#### [WORK INSTRUCTIONS]
All of the data that follows needs to be printed again, exactly as it reads.

----- DATASET EXTRACT

PR #1334, opened 2015-11-16
Document Homebrew jobs split

sbesson:
With decoupling, a single OME Homebrew job for Bio-Formats and OMERO does not
scale. This PR documents the job split.

/cc @mtbc


hflynn:
All fine on staging, merging and releasing.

----------

#### [ANSWER BELOW]
PR #1334, opened 2015-11-16
Document Homebrew jobs split

sbesson:
With decoupling, a single OME Homebrew job for Bio-Formats and OMERO does not
scale. This PR documents the job split.

/cc @mtbc


hflynn:
All fine on staging, merging and releasing.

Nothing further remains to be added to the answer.